Poisons on public lands killing rare forest creatures

UCD researcher Mourad Gabriel with a sedated fisher. Poisons being used on public lands are killing rare animals. (Courtesy UC Davis)

Here’s the link to the story. I wonder if this poison also impacts other carnivorous avian and mammalian species?
Below is an excerpt.

Rat poison used on illegal marijuana farms may be sickening and killing the fisher, a rare forest carnivore that makes its home in some of the most remote areas of California, according to a team of researchers led UC Davis veterinary scientists.

Researchers discovered commercial rodenticide in dead fishers in Humboldt County near Redwood National Park and in the southern Sierra Nevada in and around Yosemite National Park. The study, published July 13 in the journal PLoS ONE, says illegal marijuana farms are a likely source. Some marijuana growers apply the poisons to deter a wide range of animals from encroaching on their crops.

Fishers in California, Oregon and Washington have been declared a candidate species for listing under the federal Endangered Species Act.

Fishers, a member of the weasel family, likely become exposed to the rat poison when eating animals that have ingested it. The fishers also may consume rodenticides directly, drawn by the bacon, cheese and peanut butter “flavorizers” that manufacturers add to the poisons. Other species, including martens, spotted owls, and Sierra Nevada red foxes, may be at risk from the poison, as well.

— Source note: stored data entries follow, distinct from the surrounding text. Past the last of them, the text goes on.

PR #180, opened 2019-07-31
Bumps libuast version

ncordon:
- [x] Updates `TreeOrder` to include `ANY_ORDER` and ~~`CHILDREN_ORDER`~~, now supported by `libuast` (`CHILDREN_ORDER` is not working right now, so we will introduce it in further PRs)
- [x] Drops hard coded `TreeOrder`s and lifts the values directly from C
- [x] Bumps `libuast` version
- [x] Adds tests for new orders

Closes #179 

Signed-off-by: ncordon <nacho.cordon.castillo@gmail.com>

---
This change is [Reviewable](https://reviewable.io/reviews/bblfsh/python-client/180)

PR #187, opened 2019-08-07
Adds children order

ncordon:
It needs a new release of  [sdk](https://github.com/bblfsh/sdk) and [libuast](https://github.com/bblfsh/libuast) to work (travis would fail until we do them). It also includes d86fefe which should have been included in #180 :see_no_evil: and adds the order for positions as is in the SDK, instead of lexicographical order of `(offset, line, column)`

---
This change is [Reviewable](https://reviewable.io/reviews/bblfsh/python-client/187)

### DIFF
--- a/bblfsh/test.py
+++ b/bblfsh/test.py
@@ -330,6 +330,14 @@ class BblfshTests(unittest.TestCase):
         self.assertEqual(set(expanded), {'root', 'son1', 'son2', 'son1_1',
                                          'son1_2', 'son2_1', 'son2_2'})
 
+    def testAnyOrder(self) -> None:
+        root = self._itTestTree()
+        it = iterator(root, TreeOrder.CHILDREN_ORDER)
+        self.assertIsNotNone(it)
+        expanded = self._get_nodetypes(it)
+        # We only can test that the order gives us all the nodes
+        self.assertEqual(set(expanded), {'son1', 'son2'})
+
     # Iterating from the root node should give the same result as
     # iterating from the tree, for every available node
     def testNodeIteratorEqualsCtxIterator(self) -> None:
--- a/bblfsh/test.py
+++ b/bblfsh/test.py
@@ -270,16 +270,21 @@ class BblfshTests(unittest.TestCase):
 
     @staticmethod
     def _position_sort(x, y):
-        (a, b, c) = x
-        (e, f, g) = y
+        (off1, line1, col1) = x
+        (off2, line2, col2) = y
 
-        if a == 0 or e == 0 or (b == 0 and c == 0) or (f == 0 and g == 0):
-            if b != c:
-                return b - f
-            else:
-                return c - g
+        def has_offset(off, line, col):
+            off != 0 or (line == 1 and col == 1)
+
+        # Extracted from here
+        # https://github.com/bblfsh/sdk/blob/a2cab92/uast/uast.go#L124
+        if has_offset(off1, line1, col1) and has_offset(off2, line2, col2):
+            return off1 - off2
         else:
-            return a - b
+            if line1 != line2:
+                return line1 - line2
+
+            return col1 - col2
 
     def testIteratorPreOrder(self) -> None:
         root = self._itTestTree()
@@ -336,7 +341,7 @@ class BblfshTests(unittest.TestCase):
         self.assertIsNotNone(it)
         expanded = self._get_nodetypes(it)
         # We only can test that the order gives us all the nodes
-        self.assertEqual(set(expanded), {'son1', 'son2'})
+        self.assertEqual(expanded, ['son1', 'son2'])
 
     # Iterating from the root node should give the same result as
     # iterating from the tree, for every available node
--- a/bblfsh/test.py
+++ b/bblfsh/test.py
@@ -11,6 +11,7 @@ from bblfsh.client import NonUTF8ContentException
 from bblfsh.node import NodeTypedGetException
 from bblfsh.result_context import (Node, NodeIterator, ResultContext)
 from bblfsh.pyuast import uast, decode
+from functools import cmp_to_key
 
 class BblfshTests(unittest.TestCase):
     BBLFSH_SERVER_EXISTED = None
@@ -267,6 +268,19 @@ class BblfshTests(unittest.TestCase):
                                    "start" in x["@pos"].keys(), nodes) ]
         return [ (int(n["offset"]), int(n["line"]), int(n["col"])) for n in start_positions ]
 
+    @staticmethod
+    def _position_sort(x, y):
+        (a, b, c) = x
+        (e, f, g) = y
+
+        if a == 0 or e == 0 or (b == 0 and c == 0) or (f == 0 and g == 0):
+            if b != c:
+                return b - f
+            else:
+                return c - g
+        else:
+            return a - b
+
     def testIteratorPreOrder(self) -> None:
         root = self._itTestTree()
         it = iterator(root, TreeOrder.PRE_ORDER)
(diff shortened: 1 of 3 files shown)


ncordon:
___
*[bblfsh/test.py, line 272 at r1](https://reviewable.io/reviews/bblfsh/python-client/187#-LlgxdzS1t3f5JchekeL:-Llkogty-vXdNYnAbDNE:blw1mex) ([raw file](https://github.com/bblfsh/python-client/blob/3450a20f1ab3e0e123163d8e04127cec85528854/bblfsh/test.py#L272)):*
<details><summary><i>Previously, kuba-- (Kuba Podgórski) wrote…</i></summary><blockquote>

Let me understand, how do you want to sort these tuples?
By (offset, line, col)?
I mainly try to understand the condition: ` a == 0 or e == 0 or (b == 0 and c == 0) or (f == 0 and g == 0):`
</blockquote></details>

Well, for starters this is completely wrong (I do not know how I copied it so wrongly, seriously, I have made a huge mess with the names :joy:). It should be, with `(a, b, c) = (offset, line, column)`:

```
# If any of the positions do not have offset
if (a == 0 or e == 0) and ((b != 1 or c != 1) or (f != 1 and g != 1)):
    if b != f:
        return b - f
    else:
        return c - g
# In other case, compare by offset
else:
    return a - e
```

I have copied this conditions from [here](https://github.com/bblfsh/sdk/blob/a2cab92d9ac4d154241d773e36f2760c6fae134d/uast/uast.go#L124)

ncordon:
___
*[bblfsh/test.py, line 272 at r1](https://reviewable.io/reviews/bblfsh/python-client/187#-LlgxdzS1t3f5JchekeL:-LlktzeB9vTCW-6ZmeJn:b-6s3ijz) ([raw file](https://github.com/bblfsh/python-client/blob/3450a20f1ab3e0e123163d8e04127cec85528854/bblfsh/test.py#L272)):*

Well, for starters this is completely wrong (I do not know how I copied it so wrongly, seriously, I have made a huge mess with the names :joy:). It should be, with `(a, b, c) = (offset, line, column)`:

```
# If any of the positions do not have offset
if (a == 0 or e == 0) and ((b != 1 or c != 1) or (f != 1 and g != 1)):
    if b != f:
        return b - f
    else:
        return c - g
# In other case, compare by offset
else:
    return a - e
```

I have copied this conditions from [here](https://github.com/bblfsh/sdk/blob/a2cab92d9ac4d154241d773e36f2760c6fae134d/uast/uast.go#L124)
</blockquote></details>

I do not know why do we consider that for `line = 1` and `column = 1` the position always has an offset

ncordon:
___
*[bblfsh/tree_order.py, line 12 at r1](https://reviewable.io/reviews/bblfsh/python-client/187#-LlgpvqlBY6zWnm6Ei6T:-LlkuE7q79LD2mIxdK-r:bq70mbd) ([raw file](https://github.com/bblfsh/python-client/blob/3450a20f1ab3e0e123163d8e04127cec85528854/bblfsh/tree_order.py#L12)):*

I've seen you removed it in the previous one, but assumed that was intentional :D
</blockquote></details>

Yes yes, removing it from the previous PR was intentional

ncordon:
___
*[bblfsh/test.py, line 272 at r1](https://reviewable.io/reviews/bblfsh/python-client/187#-LlgqDcN3rYQgaxysKBd:-LlkuQk11Hwkea5T1q2_:b7d0of7) ([raw file](https://github.com/bblfsh/python-client/blob/3450a20f1ab3e0e123163d8e04127cec85528854/bblfsh/test.py#L272)):*

I wound say we can remove this (it's a copy from SDK, right?) and just hardcode the correct order in the test.
</blockquote></details>

But what happens if we decide to write another test using positions? We would have to make it a method in the class again

ncordon:
___
*[bblfsh/test.py, line 272 at r1](https://reviewable.io/reviews/bblfsh/python-client/187#-LlgqDcN3rYQgaxysKBd:-LllRO04EB6hEgCQraPI:bd3oofx) ([raw file](https://github.com/bblfsh/python-client/blob/3450a20f1ab3e0e123163d8e04127cec85528854/bblfsh/test.py#L272)):*

Or just run the test, manually verify that order makes sense and add it to the assertion.
</blockquote></details>

I am okay with that. However I would like to add more extensive tests to the `sdk` or start doing them from now on. IMHO testing against a tree of just 7 or 8 nodes does not guarantee that orders work. These functions should be tested either against:

* Bigger trees generated from a sufficiently large file (I was using `fixtures/test.py` here)
* Random trees (we generate a random tree(s) of bounded size in the tests and we run the same test I was trying to do here.

wdyt?

ncordon:
___
*[bblfsh/test.py, line 272 at r1](https://reviewable.io/reviews/bblfsh/python-client/187#-LlgxdzS1t3f5JchekeL:-LlmFwzD1yIfRvwdYOKT:boqcde4) ([raw file](https://github.com/bblfsh/python-client/blob/3450a20f1ab3e0e123163d8e04127cec85528854/bblfsh/test.py#L272)):*

This is why I don't want to reimplement SDK logic here. There are a few rules there, as you both noticed. Maybe more will be added in the future.
</blockquote></details>

Erased this method from the tests as @dennwc suggested

ncordon:
___
*[bblfsh/test.py, line 272 at r1](https://reviewable.io/reviews/bblfsh/python-client/187#-LlgqDcN3rYQgaxysKBd:-LlmG40PETju9byk1-VY:b-ue7vru) ([raw file](https://github.com/bblfsh/python-client/blob/3450a20f1ab3e0e123163d8e04127cec85528854/bblfsh/test.py#L272)):*

I don't know what you mean by "sufficiently large", but I think ~12 nodes might be enough. Generating an iteration test for a giant tree will make it unverifiable by a human.

Generating a random tree is not an option either. It may be too simple, and tests won't fail even if the iteration order is wrong. Also, this will require the client to copy the implementation of each iterator order which I want to avoid.

But I agree that SDK needs better test coverage for iterators. That's a separate question, though.
</blockquote></details>

I disagree with the statement about the tree with 12 nodes. It does not mean that I do not agree with testing against things a human can check manually. But on top of that I would throw checking of mathematical properties for random or big stuff. For example for the positional order, we could check that in fact the positions I get iterating over the tree in `POSITIONAL_ORDER` are sorted. 

I agree maybe it should be in the `sdk` instead of here, but definitely I do not think it would do harm to add checking of certain properties in addition to the tests that can be manually inspected. For me if ∀x p(x) (for all input x the property x should hold), it makes more sense to check against randomized inputs (because in a computer we cannot just yet test easily that something holds for all inputs). When we are testing against a single tree of 12 nodes, we are missing a lot of edge cases, other sizes, etc. These are my personal opinions of course.

ncordon:
*[a discussion](https://reviewable.io/reviews/bblfsh/python-client/187#-Lln00R81iuVUExkiLJG:-Lln4rFw3k_weCt1Xyuw:b-erjb88) (no related file):*

The CI is still failing for some reason.
</blockquote></details>

Because a release of `sdk` had to be made (you did so today), one of `libuast` (with the new `sdk`) and finally bump the version here

---

ncordon:
*[a discussion](https://reviewable.io/reviews/bblfsh/python-client/187#-Lln00R81iuVUExkiLJG:-Lm9iL_2A_p7HqtGnMcp:b-iylco) (no related file):*

Can we update it in this PR to make sure the CI passes?
</blockquote></details>

We need a new release of `libuast` using the `sdk v3.2.3` to do so (right now `libuast` is using the version `v3.2.0`). There is no rush to do so. I have bumped the `sdk`version [here](https://github.com/bblfsh/libuast/pull/109)

---

ncordon:
*[a discussion](https://reviewable.io/reviews/bblfsh/python-client/187#-Lln00R81iuVUExkiLJG:-LmG8FwS6qGysTRIPTqF:b-8q1vig) (no related file):*

New libuast release: https://github.com/bblfsh/libuast/releases/tag/v3.4.2
</blockquote></details>

Updated and CI passed :)

---

bzz:
woot, I'm sorry for merging - was just checking the GitHub status and it seems to be able to merge it now alright 😆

In addition to UCD, the study involved researchers from the nonprofit Integral Ecology Research Center, UC Berkeley, United States Forest Service, Wildlife Conservation Society, Hoopa Tribal Forestry, and California Department of Fish and Game

8 thoughts on “Poisons on public lands killing rare forest creatures”

  1. I wonder if this poison also impacts other carnivorous avian and mammalian species?

    Yes it does, anticoagulant rodenticides are stored in tissue leaving secondary consumers such as raptors, terrestrial carnivores or even carrion eaters like vultures to be potentially exposed.

  2. It seems like many endangered wildlife species (like spotted owls, grizzly bear, wolves, lynx) but hopefully aren’t living around marijuana plantations.

    • Unfortunately, many of these species like spotted owls, great gray owls, martens, Sierra Nevada red foxes, the new wolf in California, all live within or overlap the fishers current range in the state. Therefore all of them since they share the same prey are at risk of being exposed to these toxicants.

  3. Maybe this is an ISSUE WE CAN ALL AGREE ON- public safety, recreation and wildlife are all lined up.. how about Coalition Against Marijuana on Public Land? We could lobby for more law enforcement $$..

    • I hope you mean “Coalition Against Growing Marijuana on Public Land.” For those of us who remember the “sixties” it would be a shame to come out against smoking a little weed to enhance recreation pleasures. 🙂

    • Perhaps we can all agree that growing marijuana on public land is a bad idea. I don’t think more money for law enforcement will solve the problem though. The “war on drugs” has been an abject failure in so many ways. Let’s make it legal and tax the heck out of it.

      • That’s a good point. Perhaps the things we agree are problems are pieces of BIG problems, outside our natural resource/public land “circle of influence”. Which may
        leaves us passionately debating over which deck chair to move where (600 acre commercial thinning, anyone?) while the ship is sinking. Just a thought.